LONDON: Lloyd’s of London posted a fall in profits in the first half of 2015, down from 1.65 billion pounds (2.55 billion U.S. dollars) in the first half of 2014 to 1.19 billion pounds now.
The fall in profit at the specialist market for insurance and reinsurance was against the backdrop of difficult trading conditions, which have seen low interest rates reduce investment returns and increase competition on insurance premiums around the world.
John Nelson, chairman of Lloyd’s, told Xinhua on Thursday morning as the results were unveiled, “We have got two things going on – one is there is enormous competition in the insurance and reinsurance market. In the first half we went through a period of extremely difficult investment conditions which accounts for the majority of the drop in profits for the market.”

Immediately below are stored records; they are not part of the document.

PR #40, opened 2026-05-04
fix: extract JVM symbol names from declarations

a5345534:
## Summary
- fix JVM symbol extraction so Java/Kotlin/Scala declarations use the declaration name instead of the first subtree identifier
- avoid treating Java annotations like @Test / @AfterEach as method symbols
- add regression tests for Spring Boot entrypoints and annotated Java test methods

## Problem
Java symbol extraction was walking the whole declaration subtree and taking the first identifier or type_identifier. In real Spring Boot code this caused class symbols like WorkflowFlowableApplication and CamundaApplication to be indexed as String, and annotated test methods to be indexed as Test / AfterEach.

## Verification
- npm run test:unit -- tests/unit/graph-symbols.test.ts
- npm run build

## Summary by CodeRabbit

* **Bug Fixes**
  * Improved symbol extraction for JVM languages (Java, Kotlin, Scala).
  * Strip annotations from identifiers so annotations aren’t emitted as method names; methods still extracted when annotation and method share a line.
  * Prefer declared class name for Spring Boot entrypoint detection over parameter type names.

* **Tests**
  * Added JVM unit tests for annotation handling, entrypoint selection, and expanded Scala symbol coverage.

### DIFF
--- a/src/services/graph-symbols.ts
+++ b/src/services/graph-symbols.ts
@@ -470,10 +470,8 @@ function extractFromJvm(
     : ["class_declaration", "interface_declaration", "enum_declaration", "object_declaration"];
   for (const k of classKinds) {
     for (const cls of safeFindAll(root, k)) {
-      const nameNode = cls.find({ rule: { kind: "type_identifier" } })
-        ?? cls.find({ rule: { kind: "identifier" } });
-      if (!nameNode) continue;
-      const name = nameNode.text();
+      const name = extractJvmTypeName(cls.text(), langKey);
+      if (!name) continue;
       const r = cls.range();
       const startLine = r.start.line + 1;
       const endLine = r.end.line + 1;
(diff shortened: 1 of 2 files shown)


giancarloerra:
Thanks for the detailed fix. Both root causes (parameter-type masking the class name on Spring Boot entrypoints, annotations masking method names on Java tests) are diagnosed precisely, the regex-based extraction is appropriately scoped, and the regression tests cover the realistic patterns. CodeRabbit's two findings on the new helpers are addressed across `6a76ad4` and `1dbc1eb`.

CI is green across Lint & Type Check, Unit Tests on Node 18 / 20 / 22, and CodeRabbit. Merging now.

Non-blocking thought for any future iteration: regex parsing of declaration headers will likely need a tree-sitter field-based fallback at some point (records, multi-line headers with comments between annotations and the `class` keyword, primary constructors with default values, generics with bounds). Filing as a separate "harden JVM symbol extraction" issue if you hit anything else makes sense. Not for this PR.

The companion issue #41 is next.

Last year and its better profits, was an exceptional year said Nelson, with a return on capital of 16 percent and in addition there were very low numbers of claims.
Nelson said he foresaw a continuation of the competitive conditions. However, he said that at some point investment returns and interest rates will improve, which “would tighten up capital and that means there will be more competition for capital away from insurance”.
Lloyd’s had made progress in the China market. Nelson said that the Shanghai hub was now well established with 22 managing agents on the platform out of the total of 57 operating at Lloyd’s. In addition, Lloyd’s gained a licence to open a Beijing office, which would allow it to get closer to the major carriers in the reinsurance business.
“We think that our business this year on a run-rate (performance extrapolated into the future) basis is going to double and that is admittedly from quite a low base but the rates are high.”
He added, “This is a combination of circumstances. The Lloyd’s platform is seen to be very attractive to our carriers because it is a domestic reinsurance platform mainly, in China. It is a very good platform to grow your business in China. It has become more popular partly because of regulatory reasons. We have seen a lot of regulations which mean carriers want to be domestic.”